La de escribir fue símbolo de progreso mediado el siglo XX. Empresa donde no la había era obsoleta, poco confiable. Como era casi un lujo, en los colegios seguían enseñando caligrafía con el método Palmer; luego dieron clases de mecanografía, en las cuales, a fuerza de errores o ‘lapsus rémington’, se encauzaban los “valores del futuro”. Así llamaban a los estudiantes, menos a los maquetas o pécoras.
Leroy Anderson dio a esa maravilla la condición de arte, cuando en 1950 compuso una obra para máquina de escribir y orquesta sinfónica, en la cual el tecleo y el sonido de la campanilla hacen parte de la melodía.
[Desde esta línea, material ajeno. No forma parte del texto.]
PR #155, opened 2023-11-29
[FS-1032 Minor]Remove duplicate delete

Alva8756:
#### What does this PR do
This change is according to the thread there 
https://equinix.slack.com/archives/C05U5L6D54Z/p1701254188201809?thread_ts=1701111416.845089&cid=C05U5L6D54Z

### DIFF
--- a/pkg/api/v1/routes/handlers_test.go
+++ b/pkg/api/v1/routes/handlers_test.go
@@ -423,7 +423,7 @@ func TestDeleteServer(t *testing.T) {
 					Times(1)
 			},
 			func(t *testing.T) *http.Request {
-				url := fmt.Sprintf("/api/v1/server/%v", mockServerID)
+				url := fmt.Sprintf("/api/v1/servers/%v", mockServerID)
 				request, err := http.NewRequestWithContext(context.TODO(), http.MethodDelete, url, nil)
 				if err != nil {
 					t.Fatal(err)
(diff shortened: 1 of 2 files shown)


pkg/api/v1/routes/routes.go
```diff
@@ -139,10 +139,10 @@ func (r *Routes) Routes(g *gin.RouterGroup) {
 	if r.enableServerEnroll {
 		serverEnroll := g.Group("/serverEnroll")
 		serverEnroll.POST("/:uuid", r.composeAuthHandler(createScopes("server")), wrapAPICall(r.serverEnroll))
-		serverDelete := g.Group("/serverDelete")
-		serverDelete.DELETE("/:uuid", r.composeAuthHandler(createScopes("server")), wrapAPICall(r.serverDelete))
 		// Create a new server ID when uuid is not provided.
 		serverEnroll.POST("/", r.composeAuthHandler(createScopes("server")), wrapAPICall(r.serverEnroll))
+		serverDelete := g.Group("/server")
```
DoctorVin, line 144: we should use the servers group at line 148 for this. I think you can just move that line above this block. Then line 144 is not needed and line 145 becomes: `servers.DELETE("", r.composeAuthHandler...`

pkg/api/v1/routes/handlers_test.go
```diff
@@ -423,7 +423,7 @@ func TestDeleteServer(t *testing.T) {
 					Times(1)
 			},
 			func(t *testing.T) *http.Request {
-				url := fmt.Sprintf("/api/v1/serverDelete/%v", mockServerID)
+				url := fmt.Sprintf("/api/v1/server/%v", mockServerID)
```
DoctorVin, line 426: The target url should be `api/v1/servers/{serverID}`. Note `servers` plural, not `server` singular.

DoctorVin (changes requested):

DoctorVin (approved):
LGTM

PR #172, opened 2023-12-19
Update to rivets v0.2.2 which renames the kv package

joelrebel:


DoctorVin (changes requested):
LGTM, just get rid of the duplicate import.

DoctorVin (approved):
Go on green.

PR #181, opened 2024-01-29
refresh the status kv watcher on more than a single nil on the updates channel

DoctorVin:
This change tries to capture and correct error conditions when the updates channel from a NATS KV watcher gets closed.

### DIFF
--- a/internal/orchestrator/updates.go
+++ b/internal/orchestrator/updates.go
@@ -123,6 +123,9 @@ func (o *Orchestrator) startConditionWatchers(ctx context.Context,
 
 		go func() {
 			defer wg.Done()
+			// NATS will send an nil if the connection is live but there are no updates. We expect one per use
+			// of the update channel, sent before it transitions to a blocking behavior.
+			sawNil := false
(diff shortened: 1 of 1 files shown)


internal/orchestrator/updates.go
```diff
@@ -132,7 +135,21 @@ func (o *Orchestrator) startConditionWatchers(ctx context.Context,
 					watcher.Stop()
 				case entry := <-watcher.Updates():
 					if entry == nil {
+						if sawNil {
```
joelrebel, line 138: can this be covered by a test, by any chance?

DoctorVin: Can't cover this by a test, we'd have to engineer a broken connection to NATS, which is not straightforward. In general it is hard to test error handling at the NATS interface because engineering the correct fault is not possible.

I feel like moving this into a capture in this block actually detracts from readability.

joelrebel: I tend to prefer smaller blocks, but this isn't a blocker so get this merged.

joelrebel (approved):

Estuvo a un tilín de desbancar a Filippo Marinetti, para quien el automóvil es más hermoso que la Victoria de Samotracia, reina del Louvre junto con la Gioconda.
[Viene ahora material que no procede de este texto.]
PR #185, opened 2024-02-26
[FS-1253] make 'no active condition' handling uniform

DoctorVin:
#### What does this PR do

We observed a panic in the condition update routine under load where a delayed or replayed update resulted in a nil, no-error return from the `GetActiveCondition` call. Further investigation found the semantics of this call were inconsistent, with some code checking for `nil` explicitly and some assuming that `ErrConditionNotFound` would be returned.

Here we change this to be more-consistent, where we explicitly return `ErrConditionNotFound` when such is appropriate (that is, either there is no condition to find, *or* that condition is in a completed state).

### DIFF
--- a/internal/orchestrator/updates.go
+++ b/internal/orchestrator/updates.go
@@ -11,6 +11,7 @@ import (
 	"github.com/google/uuid"
 	"github.com/metal-toolbox/conditionorc/internal/metrics"
 	"github.com/metal-toolbox/conditionorc/internal/status"
+	"github.com/metal-toolbox/conditionorc/internal/store"
 	"github.com/nats-io/nats.go"
 	"github.com/pkg/errors"
 	"github.com/prometheus/client_golang/prometheus"
@@ -324,6 +325,11 @@ func (o *Orchestrator) eventUpdate(ctx context.Context, evt *v1types.ConditionUp
 
 		// queue any follow-on work as required
 		active, err := o.repository.GetActiveCondition(ctx, evt.ConditionUpdate.ServerID)
+		if err != nil && errors.Is(err, store.ErrConditionNotFound) {
+			// nothing more to do
+			return nil
+		}
+
 		if err != nil {
 			o.logger.WithError(err).WithFields(logrus.Fields{
 				"condition.id": evt.ConditionUpdate.ConditionID,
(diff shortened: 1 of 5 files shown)


pkg/api/v1/events/handlers.go
```diff
@@ -86,8 +86,9 @@ func (h *Handler) UpdateCondition(ctx context.Context, updEvt *v1types.Condition
 	if err != nil {
 		if errors.Is(err, store.ErrConditionNotFound) {
 			h.logger.WithFields(logrus.Fields{
-				"serverID":      updEvt.ConditionUpdate.ServerID,
-				"conditionKind": updEvt.Kind,
+				"server_id":      updEvt.ConditionUpdate.ServerID,
```
joelrebel, line 89: can this be done throughout the code base so its consistent - `s/\"serverID\"/\"server_id\"/g` and `s/\"conditionID\"/\"condition_id\"/g`?

internal/store/nats.go
```diff
@@ -115,16 +115,12 @@ func (n *natsStore) GetActiveCondition(ctx context.Context, serverID uuid.UUID)
...
-		return nil, nil
-	}
-
 	if err != nil {
 		return nil, err
 	}
 
 	if rctypes.StateIsComplete(cr.State) {
-		return nil, nil
+		return nil, ErrConditionNotFound
```
joelrebel, line 123: why does this return `ErrConditionNotFound`, when clearly it does exist - or should this error be instead named 'ErrNoActiveConditionFound'?

internal/orchestrator/updates.go
```diff
@@ -324,6 +325,11 @@ func (o *Orchestrator) eventUpdate(ctx context.Context, evt *v1types.ConditionUp
 
 		// queue any follow-on work as required
 		active, err := o.repository.GetActiveCondition(ctx, evt.ConditionUpdate.ServerID)
+		if err != nil && errors.Is(err, store.ErrConditionNotFound) {
```
joelrebel, line 328: Its a bit misleading when I read this - should we have two error types here,
`ErrConditionNotFound`, `ErrNoActiveCondition` so they can be explicit

pkg/api/v1/events/handlers.go
DoctorVin: We can but not in this pull-request which I want to keep targeted to the issue at hand.

internal/orchestrator/updates.go
DoctorVin: While I do value explicitness here, in the end `ErrConditionNotFound` (which arguably should be `ErrNoActiveConditionFound` but... ) wind up being treated exactly the same. It's an error if you were expecting an active condition and not if you weren't. As far as the name goes, I'm ambivalent. We can change it if you think it's useful but I don't see it as adding a bunch of friction to further development or maintenance.

joelrebel: fair, it can stay unless it comes up again

joelrebel (approved):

El artilugio fue el primer contacto del periodista con la tecnología, reservada a linotipistas e impresores. Antes escribían en libreticas y los más avezados dictaban: los viejos trabajadores de LA PATRIA evocaban a cierto director paseándose por los talleres a media noche, mientras improvisaba el editorial del día siguiente, que pasaba de su voz a la plancha de impresión, sin corrector de por medio.
Los recuerdos de la vieja sede de la carrera 20 están asociados con el interminable tecleo en la salita de redacción y el sonido bestial que brotaba de lo profundo, cuando Ramona, la vieja rotativa, alcanzaba velocidad de crucero. Hoy sería contaminación por ruido; en aquella época era música para el oído. En las redacciones vio la luz un arte espontáneo: chuzografiar o mecanografiar con los índices. A veces con uno, mientras se entrevistaba o se tomaba café, con el cigarrillo colgado de los labios. Sus creadores fueron periodistas empíricos (valga la redundancia): a veces, poetas convertidos a la fuerza para no perecer de hambre; bachilleres con dificultad o abogados truncos, cuando mucho. Tecleadores sobre la marcha.
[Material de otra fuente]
PR #195, opened 2024-03-18
Switch to fleetdb, Go 1.22 and rivets v1.0.1

joelrebel:
#### What does this PR do

Also fixes up dependency updates reported by renovate.


internal/app/config.go
```diff
@@ -44,10 +44,10 @@ type Configuration struct {
 	// ConditionDefinitions holds one or more condition definitions the conditionorc API, orchestrator support.
 	ConditionDefinitions rctypes.Definitions `mapstructure:"conditions"`
 
-	// ServerserviceOptions defines the serverservice client configuration parameters
+	// FleetDBAPIOptions defines the serverservice client configuration parameters
 	//
 	// This parameter is required when StoreKind is set to serverservice.
-	ServerserviceOptions ServerserviceOptions `mapstructure:"serverservice"`
+	FleetDBAPIOptions FleetDBAPIOptions `mapstructure:"serverservice"`
```
DoctorVin, line 50: change the `mapstructure` tag? Or capture a task to do so later?

internal/app/config.go
```diff
@@ -241,61 +241,61 @@ func (a *App) envVarNatsOverrides() error {
...
+	endpointURL, err := url.Parse(a.Config.FleetDBAPIOptions.Endpoint)
 	if err != nil {
 		return errors.New("serverservice endpoint URL error: " + err.Error())
 	}
 
-	a.Config.ServerserviceOptions.EndpointURL = endpointURL
+	a.Config.FleetDBAPIOptions.EndpointURL = endpointURL
 
 	if a.v.GetString("serverservice.disable.oauth") != "" {
-		a.Config.ServerserviceOptions.DisableOAuth = a.v.GetBool("serverservice.disable.oauth")
```
DoctorVin, line 255: should change the names on the environment variables too

DoctorVin (changes requested):
Would be nicer to gang-in the complete swap from `serverservice` to `fleetdb` even in the config files and environment variables.

internal/app/config.go
joelrebel: Yep, I intend to take this on separately - since it involves changing the k8s templates, and that can be done in a separate sweep across the apps.

internal/app/config.go
joelrebel: yep, same as my previous reply

DoctorVin (approved):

La dificultad no era conseguir la noticia ni redactarla; era cambiar la cinta untándose de tinta hasta la coronilla. Se escribía sobre largas tiras de papel llamadas ‘sábanas’, arrancadas a trozos cuando el párrafo no concordaba, desechándolos con madrazo incluido. Con frecuencia se vaciaba la basurera para buscar lo descartado, porque resultó que sí servía. La sábana se transformaba en colcha de retazos pegados con cosedora o con cinta pegante, y a veces contenía pequeñas obras maestras.
Orgullo del periodista chuzógrafo era escribir sin mirar el teclado, a veces conversando. Destreza derivada de premuras acumuladas, con el consecuente atasque al golpear simultáneamente dos teclas, cuyos brazos se entrecruzaban férreamente. El inconveniente se transformaba en deseo recóndito, cuando a alguna compañera de aceptable belleza se deseaba que se le subieran los tipos… de la máquina.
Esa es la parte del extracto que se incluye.